§ **WORK TASK**: Look through the lines below for the word "circular", and copy every line that has it.

§ **EXCERPTED DATA**:
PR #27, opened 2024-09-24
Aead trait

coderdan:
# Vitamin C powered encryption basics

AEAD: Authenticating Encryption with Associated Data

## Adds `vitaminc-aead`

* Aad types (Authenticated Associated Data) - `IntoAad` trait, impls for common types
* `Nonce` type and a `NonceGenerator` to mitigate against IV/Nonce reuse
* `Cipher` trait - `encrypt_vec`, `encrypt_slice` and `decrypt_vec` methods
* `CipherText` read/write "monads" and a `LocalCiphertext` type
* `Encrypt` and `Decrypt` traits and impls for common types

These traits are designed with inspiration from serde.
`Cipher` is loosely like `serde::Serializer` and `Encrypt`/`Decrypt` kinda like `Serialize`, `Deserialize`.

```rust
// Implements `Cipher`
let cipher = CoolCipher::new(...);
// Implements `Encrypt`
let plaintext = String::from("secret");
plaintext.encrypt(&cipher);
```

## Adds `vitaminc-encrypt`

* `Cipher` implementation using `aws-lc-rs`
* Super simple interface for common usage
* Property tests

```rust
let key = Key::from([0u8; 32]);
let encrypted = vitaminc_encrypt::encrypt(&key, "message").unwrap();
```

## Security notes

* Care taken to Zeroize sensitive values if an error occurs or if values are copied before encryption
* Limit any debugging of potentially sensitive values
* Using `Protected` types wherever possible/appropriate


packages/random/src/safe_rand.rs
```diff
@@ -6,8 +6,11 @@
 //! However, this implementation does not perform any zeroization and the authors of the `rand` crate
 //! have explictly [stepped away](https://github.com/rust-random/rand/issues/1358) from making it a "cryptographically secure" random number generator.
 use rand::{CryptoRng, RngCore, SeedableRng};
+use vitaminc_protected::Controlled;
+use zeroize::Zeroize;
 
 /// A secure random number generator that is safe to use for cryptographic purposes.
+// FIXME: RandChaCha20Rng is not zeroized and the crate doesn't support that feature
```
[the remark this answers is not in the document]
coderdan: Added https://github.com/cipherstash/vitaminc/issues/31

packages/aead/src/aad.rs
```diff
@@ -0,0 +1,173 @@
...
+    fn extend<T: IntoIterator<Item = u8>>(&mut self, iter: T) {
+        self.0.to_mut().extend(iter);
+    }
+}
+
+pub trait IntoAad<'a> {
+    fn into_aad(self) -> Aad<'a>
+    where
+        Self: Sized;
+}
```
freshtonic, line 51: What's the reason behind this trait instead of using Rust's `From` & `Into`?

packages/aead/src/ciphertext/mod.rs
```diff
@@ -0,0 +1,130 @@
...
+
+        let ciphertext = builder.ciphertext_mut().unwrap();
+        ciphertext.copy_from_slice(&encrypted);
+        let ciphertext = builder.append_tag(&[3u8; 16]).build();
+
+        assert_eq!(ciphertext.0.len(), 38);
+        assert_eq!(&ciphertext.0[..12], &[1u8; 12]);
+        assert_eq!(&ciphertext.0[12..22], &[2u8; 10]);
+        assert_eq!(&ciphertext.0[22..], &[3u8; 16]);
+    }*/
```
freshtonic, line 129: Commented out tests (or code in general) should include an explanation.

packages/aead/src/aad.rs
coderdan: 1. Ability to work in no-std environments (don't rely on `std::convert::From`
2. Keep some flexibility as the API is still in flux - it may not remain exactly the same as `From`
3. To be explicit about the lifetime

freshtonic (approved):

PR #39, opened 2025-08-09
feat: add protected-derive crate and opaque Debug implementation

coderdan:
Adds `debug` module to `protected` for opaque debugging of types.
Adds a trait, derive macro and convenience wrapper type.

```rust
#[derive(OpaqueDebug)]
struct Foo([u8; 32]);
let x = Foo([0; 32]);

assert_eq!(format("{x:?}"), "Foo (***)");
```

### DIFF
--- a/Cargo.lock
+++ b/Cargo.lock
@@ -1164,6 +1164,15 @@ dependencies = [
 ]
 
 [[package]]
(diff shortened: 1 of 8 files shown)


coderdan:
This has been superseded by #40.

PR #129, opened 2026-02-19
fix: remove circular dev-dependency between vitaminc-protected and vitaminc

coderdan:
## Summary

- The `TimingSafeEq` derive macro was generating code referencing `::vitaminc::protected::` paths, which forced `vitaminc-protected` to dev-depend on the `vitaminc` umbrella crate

==

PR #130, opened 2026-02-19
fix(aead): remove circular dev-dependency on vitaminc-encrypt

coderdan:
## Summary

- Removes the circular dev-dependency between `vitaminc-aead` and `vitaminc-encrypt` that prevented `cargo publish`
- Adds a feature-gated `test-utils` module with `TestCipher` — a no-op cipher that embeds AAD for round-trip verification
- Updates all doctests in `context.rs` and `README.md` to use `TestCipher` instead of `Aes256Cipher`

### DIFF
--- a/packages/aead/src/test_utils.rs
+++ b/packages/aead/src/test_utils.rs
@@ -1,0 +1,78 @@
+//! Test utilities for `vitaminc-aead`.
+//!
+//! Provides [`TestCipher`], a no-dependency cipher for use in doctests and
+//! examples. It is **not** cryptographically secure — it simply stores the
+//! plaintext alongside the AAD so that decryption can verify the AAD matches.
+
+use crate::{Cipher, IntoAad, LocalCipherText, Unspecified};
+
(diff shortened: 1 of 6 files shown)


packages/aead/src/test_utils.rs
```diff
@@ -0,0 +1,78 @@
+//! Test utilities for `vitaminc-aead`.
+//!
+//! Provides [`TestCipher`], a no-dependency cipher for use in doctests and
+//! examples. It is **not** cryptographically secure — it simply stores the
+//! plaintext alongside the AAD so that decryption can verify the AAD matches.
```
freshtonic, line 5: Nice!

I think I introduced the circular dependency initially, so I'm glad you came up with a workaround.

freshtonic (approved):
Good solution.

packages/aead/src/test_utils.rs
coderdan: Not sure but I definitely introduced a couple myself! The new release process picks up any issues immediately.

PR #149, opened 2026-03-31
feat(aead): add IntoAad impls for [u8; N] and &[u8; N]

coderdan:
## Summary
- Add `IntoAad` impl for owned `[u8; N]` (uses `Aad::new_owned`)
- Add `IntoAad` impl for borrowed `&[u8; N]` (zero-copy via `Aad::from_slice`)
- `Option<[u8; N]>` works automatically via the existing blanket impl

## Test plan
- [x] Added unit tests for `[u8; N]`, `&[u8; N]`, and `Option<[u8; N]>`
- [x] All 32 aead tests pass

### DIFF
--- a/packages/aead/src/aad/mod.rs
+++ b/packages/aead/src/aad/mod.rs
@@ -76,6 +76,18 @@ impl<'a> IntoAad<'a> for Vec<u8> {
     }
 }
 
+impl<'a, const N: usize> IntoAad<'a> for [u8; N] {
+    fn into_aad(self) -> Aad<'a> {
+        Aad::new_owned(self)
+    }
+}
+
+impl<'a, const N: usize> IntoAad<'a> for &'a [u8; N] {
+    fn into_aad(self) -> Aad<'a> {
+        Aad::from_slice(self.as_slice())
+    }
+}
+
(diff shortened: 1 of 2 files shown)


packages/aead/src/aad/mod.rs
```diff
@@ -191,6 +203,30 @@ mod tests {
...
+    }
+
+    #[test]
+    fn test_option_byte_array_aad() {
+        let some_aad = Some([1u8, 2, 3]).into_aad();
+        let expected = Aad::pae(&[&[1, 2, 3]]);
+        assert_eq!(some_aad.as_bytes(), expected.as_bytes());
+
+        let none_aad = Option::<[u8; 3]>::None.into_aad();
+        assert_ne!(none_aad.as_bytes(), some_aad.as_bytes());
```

--

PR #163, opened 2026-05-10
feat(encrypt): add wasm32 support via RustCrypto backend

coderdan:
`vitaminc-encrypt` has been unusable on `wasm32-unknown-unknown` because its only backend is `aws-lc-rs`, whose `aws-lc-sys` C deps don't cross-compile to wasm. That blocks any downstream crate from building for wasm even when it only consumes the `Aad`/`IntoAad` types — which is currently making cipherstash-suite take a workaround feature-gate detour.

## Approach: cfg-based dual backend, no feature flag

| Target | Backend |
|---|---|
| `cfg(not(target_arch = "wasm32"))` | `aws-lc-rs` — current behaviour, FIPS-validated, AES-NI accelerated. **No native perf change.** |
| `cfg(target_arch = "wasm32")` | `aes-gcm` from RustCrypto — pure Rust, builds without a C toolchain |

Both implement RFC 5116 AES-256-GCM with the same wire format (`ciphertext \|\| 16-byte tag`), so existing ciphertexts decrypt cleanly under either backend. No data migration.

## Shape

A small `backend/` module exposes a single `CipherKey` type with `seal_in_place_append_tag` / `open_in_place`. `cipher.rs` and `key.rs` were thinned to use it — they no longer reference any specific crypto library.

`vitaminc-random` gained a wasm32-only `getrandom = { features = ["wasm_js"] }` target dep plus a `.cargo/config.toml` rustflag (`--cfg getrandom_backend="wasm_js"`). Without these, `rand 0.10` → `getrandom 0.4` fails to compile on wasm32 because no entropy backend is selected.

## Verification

§ **ANSWER SPACE**:
fix: remove circular dev-dependency between vitaminc-protected and vitaminc
fix(aead): remove circular dev-dependency on vitaminc-encrypt
- Removes the circular dev-dependency between `vitaminc-aead` and `vitaminc-encrypt` that prevented `cargo publish`
I think I introduced the circular dependency initially, so I'm glad you came up with a workaround.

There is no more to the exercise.